Mixed poly(ethylene terephthalate)/poly(butylene terephthalate) (PET/PBT) waste represents an increasing fraction of heterogeneous polyester streams with limited compatibility with mechanical recycling within municipal material recovery facilities. This study evaluates a continuous neutral-hydrolysis process for a nominal 70/30 PET/PBT feed using Aspen Plus simulation, techno-economic analysis, and cradle-to-gate life-cycle assessment (LCA). The framework integrates literature-based reaction kinetics with simulated separation, economic, and environmental inventories to assess the system-level implications of mixed PET/PBT neutral hydrolysis.

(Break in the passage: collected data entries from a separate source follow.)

Issue #6255, opened 2020-04-06
ignoring underscored text 


nedvedikd:
Hi,

I'm using pandoc (**version 2.9.2.1**) to convert documents to dokuwiki format.
I ran into a problem using this command:

```bash
pandoc input.html -f html -t dokuwiki -o output_dokuwiki.txt --preserve-tabs
```

**Input:**
```html
<strong>bold</strong>
<em>italic</em>
<u>underline</u>
```

**Output:**
```
**bold** //italic// underline
```

**Expected output:**
```
**bold** //italic// __underline__
```

As you can see, pandoc is clearly ignoring underscored text.

Thank you so much for your help!

jgm:
Currently pandoc parses HTML u as
```
Span ("",["underline"],[]) inlines
```
so it would be easy to modify the docuwiki writer to recognize this form and emit `__...__`.

3v0k4:
Would it make sense to introduce an additional `Underline` value constructor in [`Inline`](https://hackage.haskell.org/package/pandoc-types-1.20/docs/Text-Pandoc-Definition.html#t:Inline)?

I'm asking because I see there is a `Emph` and `Strong` but not a `Underline`. Instead `Span` is used as @jgm mentioned.

jgm:
Probably yes. https://github.com/jgm/pandoc-types/pull/53
I've resisted this for a long time, on grounds that Underline is presentational not structural.
But doing all of this via Spans is not very robust.

mb21:
> I've resisted this for a long time, on grounds that Underline is presentational not structural.
> But doing all of this via Spans is not very robust.

True, there is also the point that `<em` and `<strong` are encouraged in HTML5 but, `<u` is deprecated...

julianespinel:
Hello! I just ran the commands suggested by @nedvedikd (against master), and I got the expected result:
```
**bold** //italic// __underline__
```

Could we close this issue?

jgm:
yes, thanks

Issue #5825, opened 2019-10-15
HTML Writer: Output underline as <u> instead of <span class="underline">


hftf:
Opening an issue per https://github.com/jgm/pandoc/pull/5805#issuecomment-542306918. As of that PR, a keyboard element is now represented as a `Span` with a `kbd` class, and the HTML Writer outputs using the native `<kbd>` element.

Pandoc partially implements Underline as a `Span` with an `underline` class. Currently, the HTML Writer outputs `<span class="underline">`. Shouldn’t it output the native `<u>` element instead?

### What are some advantages of outputting native HTML elements?

* Semantics: Native HTML elements have defined and well-known semantics.
* Idempotence: Pandoc can convert more HTML to HTML in a lossless round trip.
* Simpler templates: Currently, templates must give special treatment to classes by adding rules in internal or external stylesheets (see [default HTML template](https://github.com/jgm/pandoc-templates/blob/master/default.html5#L17-L25), [EPUB stylesheet](https://github.com/jgm/pandoc/blob/5d790db5cf3ca97f901b3d64adc67da43d290ac0/data/epub.css)). Moreover, those styles are only included for standalone output. Custom templates must be updated more frequently, depending on upstream changes in Pandoc.
* Still works outside of standalone output.
* Still works when CSS is disabled.
* Interoperability: Documents with native HTML elements are more likely to be preserved in other applications. For example, consider rich text copying/pasting: Chrome copies inline styles (and even inlinifies applicable internal/external styles), while Firefox doesn’t. While both browsers copy class attributes, it doesn’t matter because the destination may not define the same styles. [Demo](http://ophir.li/misc/pandoc-underline.html)

---

Previously:

* `<kbd>`: #5796 #5805 
* `<samp>`, `<abbr>`, `<dfn>`, `<mark>`, `<var>`: #5792 #5793 #5795 #5797 #5799. Most of these elements can presumably be implemented easily by adding to the map added in #5805.
* Underline: #2270 #2264 (#4633 #5044 #5135)

jgm:
I don't see much of a downside.  I'd say let's do it, unless someone sees a problem with this?

mb21:
Well... from https://developer.mozilla.org/en-US/docs/Web/HTML/Element/u

> This element used to be called the "Underline" element in older versions of HTML, and is still sometimes misused in this way. To underline text, you should instead apply a style that includes the CSS text-decoration property set to underline.

[...]

PR #6277, opened 2020-04-12
Support Underline

vaibhavsagar:
This PR depends on https://github.com/jgm/pandoc-types/pull/68.


vaibhavsagar:
References https://github.com/jgm/pandoc/issues/6255.

mb21:
Hey Vaibhav, how are you?

Cool that you're contributing to pandoc! Some time off in Singapore? ;-)

Just wanted to make sure you had seen my comment here: https://github.com/jgm/pandoc/issues/5825#issuecomment-544111741

So while we all agree that the `Underline` element in the pandoc AST is a good thing, I guess the discussion about how to render it in HTML is still open....?

Cheers,
Mauro

vaibhavsagar:
Hi Mauro! It's great to hear from you :smile:, you're right that I have some downtime and thought that this might be a good opportunity to contribute. It seems like the latest guidance is that `<u>` is okay? I'm happy to leave this open until that discussion is concluded.

vaibhavsagar:
I'm encountering a test failure that isn't making any sense to me:

```
    Docx
      inlines
        font formatting:                                             FAIL (0.07s)
          Non-matching xml in word/document.xml:
          + 101           <w:u w:val="single" />
          - 102           <w:u w:val="single" />
```

Any idea what is going on here?

mb21:
don't know about the test failure... can't see how it could be whitespace...? but maybe have a look yourself, along the lines of:

    pandoc -f native input.native -o output.docx
    unzip -d outdir output.docx
    diff outdir/word/document.xml testdir/word/document.xml

alerque:
Github has a useful feature for better handling of WIP pull requests called Draft PR's. You can create them as drafts when you open them or [can now convert existing ones to drafts](https://github.blog/changelog/2020-04-08-convert-pull-request-to-draft/). This does a number of useful things and I suggest converting this to a Draft until it at least you as the submitter consider it ready for merging. PR reviews can happen during both phases.

vaibhavsagar:
Thanks, I've made this a draft PR. @mb21 I tried to follow your instructions but wasn't sure what `input` and `testdir` are meant to be in this case. I converted `inline_formatting.docx` and even regenerated it, but the regenerated version caused more tests to fail (for the reader this time), which seems to indicate that the parsing logic for `.docx` files needs to be updated as well.

mb21:
hm.. I cannot reproduce? I added this to stack.yaml

```
extra-deps:
- github: vaibhavsagar/pandoc-types
  commit: 89bf303f11af19177948d9b6f24ef3e6a09a8009
```

then `stack test` gives me: `2 out of 2325 tests failed` with:

```
    Docx
      document
        allow different document.xml file as defined in _rel...:     FAIL
          test/Tests/Helpers.hs:51:
          
          [Header 1 ("test",[],[]) [Str "Test"]
          ,Para [Str "This",Space,Str "is",Space,Emph [Str "italic"],Str ",",Space,Strong [Str "bold"],Str ",",Space,Underline [Str "underlined"],Str ",",Space,Emph [Underline [Str "italic",Space,Str "underlined"]],Str ",",Space,Strong [Underline [Str "bold",Space,Str "underlined"]],Str ",",Space,Emph [Strong [Underline [Str "bold",Space,Str "italic",Space,Str "underlined"]]],Str "."]]
            [Header 1 ("test",[],[]) [Str "Test"]
          - ,Para [Str "This",Space,Str "is",Space,Emph [Str "italic"],Str ",",Space,Strong [Str "bold"],Str ",",Space,Span ("",["underline"],[]) [Str "underlined"],Str ",",Space,Emph [Span ("",["underline"],[]) [Str "italic",Space,Str "underlined"]],Str ",",Space,Strong [Span ("",["underline"],[]) [Str "bold",Space,Str "underlined"]],Str ",",Space,Emph [Strong [Span ("",["underline"],[]) [Str "bold",Space,Str "italic",Space,Str "underlined"]]],Str "."]]
          + ,Para [Str "This",Space,Str "is",Space,Emph [Str "italic"],Str ",",Space,Strong [Str "bold"],Str ",",Space,Underline [Str "underlined"],Str ",",Space,Emph [Underline [Str "italic",Space,Str "underlined"]],Str ",",Space,Strong [Underline [Str "bold",Space,Str "underlined"]],Str ",",Space,Emph [Strong [Underline [Str "bold",Space,Str "italic",Space,Str "underlined"]]],Str "."]]
      inlines
        font formatting:                                             FAIL
          test/Tests/Helpers.hs:51:
          
          [Para [Str "Regular",Space,Str "text",Space,Emph [Str "italics"],Space,Strong [Str "bold",Space,Emph [Str "bold",Space,Str "italics"]],Str "."]
          ,Para [Str "This",Space,Str "is",Space,SmallCaps [Str "Small",Space,Str "Caps"],Str ",",Space,Str "and",Space,Str "this",Space,Str "is",Space,Strikeout [Str "strikethrough"],Str "."]
          ,Para [Str "Some",Space,Str "people",Space,Str "use",Space,Underline [Str "single",Space,Str "underlines",Space,Str "for",Space],Emph [Underline [Str "emphasis"]],Str "."]
          ,Para [Str "Above",Space,Str "the",Space,Str "line",Space,Str "is",Space,Superscript [Str "superscript"],Space,Str "and",Space,Str "below",Space,Str "the",Space,Str "line",Space,Str "is",Space,Subscript [Str "subscript"],Str "."]
          ,Para [Str "A",Space,Str "line",LineBreak,Str "break."]]
            [Para [Str "Regular",Space,Str "text",Space,Emph [Str "italics"],Space,Strong [Str "bold",Space,Emph [Str "bold",Space,Str "italics"]],Str "."]
            ,Para [Str "This",Space,Str "is",Space,SmallCaps [Str "Small",Space,Str "Caps"],Str ",",Space,Str "and",Space,Str "this",Space,Str "is",Space,Strikeout [Str "strikethrough"],Str "."]
          - ,Para [Str "Some",Space,Str "people",Space,Str "use",Space,Span ("",["underline"],[]) [Str "single",Space,Str "underlines",Space,Str "for",Space,Emph [Str "emphasis"]],Str "."]
          + ,Para [Str "Some",Space,Str "people",Space,Str "use",Space,Underline [Str "single",Space,Str "underlines",Space,Str "for",Space],Emph [Underline [Str "emphasis"]],Str "."]
            ,Para [Str "Above",Space,Str "the",Space,Str "line",Space,Str "is",Space,Superscript [Str "superscript"],Space,Str "and",Space,Str "below",Space,Str "the",Space,Str "line",Space,Str "is",Space,Subscript [Str "subscript"],Str "."]
            ,Para [Str "A",Space,Str "line",LineBreak,Str "break."]]
```

vaibhavsagar:
Oops, I forgot to push my latest changes. Can you try again?

mb21:
Okay, so the failing test is test/Tests/Writers/Docx.hs -> search for `"font formatting"`

to see what's going on:

    stack exec pandoc -- -f native test/docx/inline_formatting.native -o test.docx
    unzip -d test test.docx 
    unzip -d golden test/docx/golden/inline_formatting.docx
    xmllint --format test/word/document.xml > test.xml
    xmllint --format golden/word/document.xml > golden.xml
    diff test.xml golden.xml

ha, indeed, your writer produces:

        <w:rPr>
          <w:u w:val="single"/>
          <w:i/>
        </w:rPr>

while the test says it should be:

        <w:rPr>
          <w:i/>
          <w:u w:val="single"/>
        </w:rPr>

Not sure why and which one is right, but that's why...

vaibhavsagar:
Thanks for finding that! I think my changes to `inline_formatting.native` are to blame, I modified it slightly and now I'm getting this error in the reader:

```
      inlines
        font formatting:                                             FAIL
          test/Tests/Helpers.hs:51:
          
          [Para [Str "Regular",Space,Str "text",Space,Emph [Str "italics"],Space,Strong [Str "bold",Space,Emph [Str "bold",Space,Str "italics"]],Str "."]
          ,Para [Str "This",Space,Str "is",Space,SmallCaps [Str "Small",Space,Str "Caps"],Str ",",Space,Str "and",Space,Str "this",Space,Str "is",Space,Strikeout [Str "strikethrough"],Str "."]
          ,Para [Str "Some",Space,Str "people",Space,Str "use",Space,Underline [Str "single",Space,Str "underlines",Space,Str "for",Space],Emph [Underline [Str "emphasis"]],Str "."]
          ,Para [Str "Above",Space,Str "the",Space,Str "line",Space,Str "is",Space,Superscript [Str "superscript"],Space,Str "and",Space,Str "below",Space,Str "the",Space,Str "line",Space,Str "is",Space,Subscript [Str "subscript"],Str "."]
          ,Para [Str "A",Space,Str "line",LineBreak,Str "break."]]
            [Para [Str "Regular",Space,Str "text",Space,Emph [Str "italics"],Space,Strong [Str "bold",Space,Emph [Str "bold",Space,Str "italics"]],Str "."]
            ,Para [Str "This",Space,Str "is",Space,SmallCaps [Str "Small",Space,Str "Caps"],Str ",",Space,Str "and",Space,Str "this",Space,Str "is",Space,Strikeout [Str "strikethrough"],Str "."]
          - ,Para [Str "Some",Space,Str "people",Space,Str "use",Space,Underline [Str "single",Space,Str "underlines",Space,Str "for",Space,Emph [Str "emphasis"]],Str "."]
          + ,Para [Str "Some",Space,Str "people",Space,Str "use",Space,Underline [Str "single",Space,Str "underlines",Space,Str "for",Space],Emph [Underline [Str "emphasis"]],Str "."]
            ,Para [Str "Above",Space,Str "the",Space,Str "line",Space,Str "is",Space,Superscript [Str "superscript"],Space,Str "and",Space,Str "below",Space,Str "the",Space,Str "line",Space,Str "is",Space,Subscript [Str "subscript"],Str "."]
            ,Para [Str "A",Space,Str "line",LineBreak,Str "break."]]
```

For some reason part of the document is being parsed as `Emph [Underline [Str "emphasis"]]` even though it's already contained in an `Underline` element. I think this might be a change that needs to be made to the reader, what do you think?

mb21:
well... I don't think pandoc does any kind of normalization on nestings of inline elements like strong/emph etc. but just preserves that, which is not perfect, but keeps the code simple:

    echo '_**_foo_**_' | pandoc
    <p><em><strong><em>foo</em></strong></em></p>

so guess just do the same with Underline?

vaibhavsagar:
Ah, thanks for clarifying that, I assumed that this was happening for the old `Span` that was being used.

vaibhavsagar:
I've regenerated `inline_formatting.docx` and now I'm running into an issue where `w:val="single"` isn't being output correctly, even though I think I've accounted for it in the writer:

```
  Writers
    Docx
      inlines
        font formatting:                       FAIL (0.05s)
          Non-matching xml in word/document.xml:
          +  89           <w:u w:val="single" />
          -  89           <w:u />
          +  95           <w:u w:val="single" />
          -  95           <w:u />
          + 101           <w:u w:val="single" />
          - 101           <w:u />
```

I think that if I'm able to fix this the PR should be ready to review.

vaibhavsagar:
Seems to work now!

jgm:
The CI tests are still failing...

vaibhavsagar:
@jgm that's because this PR relies on https://github.com/jgm/pandoc-types/pull/68

jgm:
> @jgm that's because this PR relies on jgm/pandoc-types#68

You can add something to stack.yaml and cabal.project telling it to use a particular commit from your PR.  Indeed, pandoc currently has such a stanza because we're depending on some table changes.  (You'll need to rebase your pandoc-types changes on top of the commit pandoc is currently depending on, and then change stack.yaml and cabal.project to point to your version.)

vaibhavsagar:
Thanks, I did that and now all tests are passing except on macOS, where there is a GHC panic that I don't think I'm responsible for.

vaibhavsagar:
My guess for why the error is occurring is that you are caching `.stack-work`, which I don't think is a good idea.

jgm:
Can you say more about why caching `.stack-work` is a bad idea?
It has dramatically cut down compile times on CI.

jgm:
I've just pushed a commit removing the caching of `.stack-work`; we can see if that helps.
(You'd have to rebase on this.)

vaibhavsagar:
It might be partly superstition, but in the past I remember encountering weirdness in the way `stack` tries to incrementally rebuild, because caching intermediate build artifacts is a hard problem that I don't expect them to have necessarily solved in full generality. I would expect the same issues if we were caching `dist-newstyle`. The error I saw would be symptomatic of this issue, because it seems like it's looking for a symbol that doesn't exist yet as it's using a stale intermediate build artifact instead of compiling from scratch (which is slower but always correct).

This is only a guess on my part, though, and I do understand that caching `.stack-work` makes CI significantly faster. For the project I maintain (https://github.com/gibiansky/IHaskell) I've settled on caching `~/.stack` which I think is more likely to be correct since it only contains finished build outputs.

vaibhavsagar:
Hmm, this still seems to be happening without `.stack-work` so it appears my guess was wrong. I have no idea what the real cause of the error is.

jgm:
I tried building your branch locally on my macOS computer, and got the same error we get in CI.

jgm:
Unfortunately, this is a blocker.  It's probably worth reporting it as a bug to ghc, as the message requests, since it's reproducible.

jgm:
For reference, here's the error I get on my machine:
```
<no location info>: error:
    ghc: panic! (the 'impossible' happened)
  (GHC version 8.6.5 for x86_64-apple-darwin):
        Loading temp shared object failed: dlopen(/var/folders/l0/2t_cldbj26j_vsd9_q2tsf400000gn/T/ghc54764_0/libghc_107.dylib, 5): Symbol not found: _pandoczmtypeszm1zi20zmBUPf2Tq5atP8Lb94Ld23Jj_TextziPandocziBuilder_underline_closure
  Referenced from: /var/folders/l0/2t_cldbj26j_vsd9_q2tsf400000gn/T/ghc54764_0/libghc_107.dylib
  Expected in: flat namespace
 in /var/folders/l0/2t_cldbj26j_vsd9_q2tsf400000gn/T/ghc54764_0/libghc_107.dylib
                        
Please report this as a GHC bug:  http://www.haskell.org/ghc/reportabug                    
```

One more idea:  try incrementing the version number in your pandoc-types.  Eventually the version will need to go to 1.21 because of API changes (underline, table), but if you change that you'd have to change texmath and other dependencies, so to keep it simple you could try 1.20.1.

jgm:
I'm going to bump the pandoc-types version and release a new texmath that allows this, if you want to go ahead and rebase on pandoc-types HEAD.

jgm:
Same thing again, huh.  I don't see any problems in your code, but this is reproducible.

mb21:
I remember having that error as well on this branch when I first checked it out a week ago or something, and I'm on macOS Catalina. I just nuked `~/.stack/` and then it worked again :S

now pulled this branch and `stack build` still works.

jgm:
I'm going to try changing to a more conservative caching approach: only use cache if stack.yaml hasn't changed.

jgm:
@vaibhavsagar try rebasing again on master and maybe the caching change will make the problem disappear.

vaibhavsagar:
Thank you for your support with this PR @jgm :smile:.

vaibhavsagar:
That caching change seems to have made the macOS build pass! The new failure is because the `Muse` writer doesn't support underlines, so the roundtrip is failing. I think the solution there would be to modify the `Arbitrary` instance for all writers that don't support underlines so that they aren't generated, but I can't see how to do this. What do you think?

jgm:
See the approach in Tests.Readers.HTML.  Before running rt tests, we purify the AST by removing elements that can't round-trip.  You could add something similar to the Muse tests.

vaibhavsagar:
I took a closer look and learned that underlines are actually supported in Emacs Muse, so I updated the writer accordingly and this test run seems to be going much better.

vaibhavsagar:
Is there anything further you need from me on this PR?

jgm:
It looks good on first glance; I just need to make time for a more careful review.

mb21:
For the record: switching back to master branch from this branch, couldn't build anymore either, got:

```
ghc: panic! (the 'impossible' happened)
  (GHC version 8.6.5 for x86_64-apple-darwin):
	Loading temp shared object failed: dlopen(/var/folders/55/rrvbjfdn5fd0wf7p8r8spc_m0000gn/T/ghc53115_0/libghc_214.dylib, 5): Symbol not found: _pandoczmtypeszm1zi21zmLb7evYKD6jv46JnhbWrkOK_TextziPandocziDefinition_zdfDataInline60_closure
  Referenced from: /var/folders/55/rrvbjfdn5fd0wf7p8r8spc_m0000gn/T/ghc53115_0/libghc_214.dylib
  Expected in: flat namespace
 in /var/folders/55/rrvbjfdn5fd0wf7p8r8spc_m0000gn/T/ghc53115_0/libghc_214.dylib

Please report this as a GHC bug:  http://www.haskell.org/ghc/reportabug


--  While building package pandoc-2.9.2.1 using:
      /Users/maurobieg/.stack/setup-exe-cache/x86_64-osx/Cabal-simple_mPHDZzAJ_2.4.0.1_ghc-8.6.5 --builddir=.stack-work/dist/x86_64-osx/Cabal-2.4.0.1 build lib:pandoc exe:pandoc --ghc-options " -fdiagnostics-color=always"
    Process exited with code: ExitFailure 1
```

jgm:
Probably worth reporting this as a bug.
Deleting the stack caches seems to fix it, but that's not pleasant.

src/Text/Pandoc/Writers/CommonMark.hs
```diff
@@ -237,6 +237,10 @@ inlineToNodes opts SoftBreak
   | writerWrapText opts == WrapNone     = (node (TEXT " ") [] :)
   | otherwise                           = (node SOFTBREAK [] :)
 inlineToNodes opts (Emph xs) = (node EMPH (inlinesToNodes opts xs) :)
+inlineToNodes opts (Underline xs)
+  | isEnabled Ext_raw_html opts = ((node (HTML_INLINE (T.pack "<u>")) [] : inlinesToNodes opts xs ++
```
jgm, line 241: Looks like this line is > 80 characters long.

jgm: I wonder if it would make more sense to fall back to regular Emph behavior when no more specific rendering of underlined text is available -- both here and in other writers?

src/Text/Pandoc/Writers/Haddock.hs
```diff
@@ -209,6 +209,10 @@ inlineToHaddock opts (Span (ident,_,_) ils) = do
 inlineToHaddock opts (Emph lst) = do
   contents <- inlineListToHaddock opts lst
   return $ "/" <> contents <> "/"
+-- Underline is not supported
+inlineToHaddock opts (Underline lst) = do
+  contents <- inlineListToHaddock opts lst
+  return contents
```
jgm, line 215: Would it make sense to render as Emphasis here?  I'm not sure.

src/Text/Pandoc/Writers/Jira.hs
```diff
@@ -193,6 +193,7 @@ toJiraInlines inlines = do
         Code _ cs          -> return . singleton $
                               Jira.Monospaced (escapeSpecialChars cs)
         Emph xs            -> styled Jira.Emphasis xs
+        Underline xs       -> styled Jira.Insert xs
```
jgm, line 196: Semantically Insert seems different than underline, even if underline is used to indicate it.  But this is probably okay for now.  (At some point we might add Inserted and Deleted elements.)

src/Text/Pandoc/Writers/Man.hs
```diff
@@ -270,6 +270,9 @@ inlineToMan :: PandocMonad m => WriterOptions -> Inline -> StateT WriterState m
 inlineToMan opts (Span _ ils) = inlineListToMan opts ils
 inlineToMan opts (Emph lst) =
   withFontFeature 'I' (inlineListToMan opts lst)
+-- Underline is not supported, so treat the same as Emph
+inlineToMan opts (Underline lst) =
+  withFontFeature 'I' (inlineListToMan opts lst)
```
jgm, line 275: Here I notice you do render as Emph; would it make sense to do that in other writers where underline is not supported?

src/Text/Pandoc/Writers/Markdown.hs
```diff
@@ -1045,6 +1045,12 @@ inlineToMarkdown opts (Emph lst) = do
                       then "_" <> contents <> "_"
                       else contents
               else "*" <> contents <> "*"
+inlineToMarkdown _ (Underline []) = return empty
+inlineToMarkdown opts (Underline lst) = do
+  contents <- inlineListToMarkdown opts lst
+  return $ if isEnabled Ext_raw_html opts
+              then "<u>" <> contents <> "</u>"
+              else contents
```
jgm, line 1053: Raw HTML is not ideal.  I'm thinking we should render underline in Markdown the way we've been doing already, as a bracketed Span with a class (falling back to raw HTML only when bracketed Spans aren't enabled).  (And the Markdown reader should recognize that syntax as Underline.)  That will give us round-trip behavior without the mess of raw HTML.  What do you think?  Maybe also, when bracketed spans aren't enabled but native spans are, we should use `<span class="">` syntax.

src/Text/Pandoc/Writers/MediaWiki.hs
```diff
@@ -372,6 +372,10 @@ inlineToMediaWiki (Emph lst) = do
   contents <- inlineListToMediaWiki lst
   return $ "''" <> contents <> "''"
 
+inlineToMediaWiki (Underline lst) = do
+  contents <- inlineListToMediaWiki lst
+  return $ "<u>" <> contents <> "</su>"
```
jgm, line 377: Is `</su>` correct here? Should it be `</u>`?

src/Text/Pandoc/Writers/Ms.hs
```diff
@@ -351,6 +351,9 @@ inlineToMs :: PandocMonad m => WriterOptions -> Inline -> MS m (Doc Text)
 inlineToMs opts (Span _ ils) = inlineListToMs opts ils
 inlineToMs opts (Emph lst) =
   withFontFeature 'I' (inlineListToMs opts lst)
+inlineToMs opts (Underline lst) = do
+  contents <- inlineListToMs opts lst
+  return $ literal ".UL " <> contents <> " "
```
jgm, line 356: This isn't what you want here.  Note that the `.UL` can only go at the beginning of a line, and this might be rendered anywhere.  If it's not possible to use `withFontFeature` as we do for Emph, then at the very least we need to force a `cr` before and after here.  But that could cause problems when the inline sequence is itself the argument of something like `.SE`.  Maybe the best approach would just be treating underline exactly like emphasis in this format?

src/Text/Pandoc/Writers/Muse.hs
```diff
@@ -594,6 +594,13 @@ inlineToMuse (Strong [Emph lst]) = do
     else if null lst' || startsWithSpace lst' || endsWithSpace lst'
            then emphasis "**<em>" "</em>**" lst'
            else emphasis "***" "***" lst'
+-- | Underline is only supported in Emacs Muse mode.
+inlineToMuse (Underline lst) = do
+  opts <- asks envOptions
+  contents <- inlineListToMuse lst
+  if isEnabled Ext_amuse opts
+     then return $ "_" <> contents <> "_"
+     else return contents
```
jgm, line 603: fall back as emph?

src/Text/Pandoc/Writers/RST.hs
```diff
@@ -581,6 +585,10 @@ inlineToRST (Span (_,_,kvs) ils) = do
 inlineToRST (Emph lst) = do
   contents <- writeInlines lst
   return $ "*" <> contents <> "*"
+-- Underlining is not supported
+inlineToRST (Underline lst) = do
+  contents <- writeInlines lst
+  return contents
```
jgm, line 591: fall back to emph?

src/Text/Pandoc/Writers/Texinfo.hs
```diff
@@ -392,6 +392,10 @@ inlineToTexinfo (Span _ lst) =
 inlineToTexinfo (Emph lst) =
   inCmd "emph" <$> inlineListToTexinfo lst
 
+-- Underlining does not appear to be supported
+inlineToTexinfo (Underline lst) =
+  inlineListToTexinfo lst
```
jgm, line 397: fall back to emph?

src/Text/Pandoc/Writers/MediaWiki.hs
vaibhavsagar: Oops, thanks for pointing this out!

src/Text/Pandoc/Writers/Ms.hs
vaibhavsagar: Updated to behave the same as `Emph`.

src/Text/Pandoc/Writers/RST.hs
vaibhavsagar: Done.

src/Text/Pandoc/Writers/Texinfo.hs
vaibhavsagar: Done.

src/Text/Pandoc/Writers/Muse.hs
vaibhavsagar: Done.

src/Text/Pandoc/Writers/Haddock.hs
vaibhavsagar: Done.

src/Text/Pandoc/Writers/CommonMark.hs
vaibhavsagar: Done.

src/Text/Pandoc/Writers/Man.hs
vaibhavsagar: Done.

src/Text/Pandoc/Writers/Markdown.hs
vaibhavsagar: I implemented this change in both the reader and writer. I wasn't sure if the class should be `ul` as indicated above or `underline`, so my current approach supports both.

vaibhavsagar:
Most of the readers were already generating `underlineSpan` in case of an underline, so I changed that to output `Underline` instead of a span as part of my earlier changes. I think that takes care of most of the readers, but I'm not sure if I got them all.

jgm:
Oh right, you handle the readers already via the change to underlineSpan. I'd missed that.
I think it would be cleaner to deprecate underlineSpan and just use B.underline directly in the readers instead of underlineSpan.

jgm:
Otherwise this is looking good.  I'll go ahead and merge the pandoc-types changes, and then you can also change to depend on master in pandoc-types.

vaibhavsagar:
Updated, thanks!

src/Text/Pandoc/Shared.hs
```diff
@@ -750,7 +750,7 @@ eastAsianLineBreakFilter = bottomUp go
         go xs
           = xs
 
--- | Builder for underline.
+-- | Builder for underline (deprecated).
```
jgm, line 753: Before the comment let's add
```
{-# DEPRECATED underlineSpan "Use Text.Pandoc.Builder.underline instead" #-}
```

vaibhavsagar: Done.

jgm:
Thanks!

nackd:
I'm looking into converting HTML with underlines to RTF and got here. It doesn't seem to work or at least nothing is underlined when I open the output files in LibreOffice. This is using the `\pnul` control word. I don't know much about the RTF format, but `\pn*` control words seem to be related with paragraph numbering. When I replace `\pnul` with `\ul`, the files look as expected on LibreOffice. Can someone confirm it should be `\ul`?

jgm:
Note that this change has been merged into master but it's not yet in any released version.

However, in all likelihood we just haven't supported underline yet in RTF.  If you can confirm that (using a nightly) then please submit a new issue for that.

jgm:
Ah, I see -- `\pnul` is for paragraph number styling.  Yes, it should be `\ul`. I can make that chaneg.

nackd:
Great, thank you!

jgm:
Done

At 270 °C, 60 bar, and 30 min residence time, the simulation predicted 80.75 kg/h terephthalic acid (TPA) in the recovered solid cake from 100 kg/h mixed PET/PBT feed, corresponding to 97.1 % of the stoichiometric maximum. The recovered cake contained 96.45 wt% TPA prior to product polishing. Thermal demand is concentrated in hydrolysis and downstream separation, with the base-case simulation used to quantify external utility requirements. A separate pinch-based utility-displacement analysis indicates that recovering roughly 40 % of the available hot-cold overlap could reduce external utility demand; this value represents a thermodynamic integration target, not demonstrated heat-exchanger-network performance. With glycol coproduct credits included, the estimated minimum selling price was $3.66/kg TPA, while LCA estimated a greenhouse-gas intensity of 2.68 kg CO2-eq/kg TPA. Within the modeled system boundary, neutral hydrolysis may complement mechanical recycling for PET/PBT-rich waste streams. Pilot-scale validation with representative mixed PET/PBT feedstocks and assessment of contaminant partitioning, solids handling, and recycle-water stability remain essential next steps.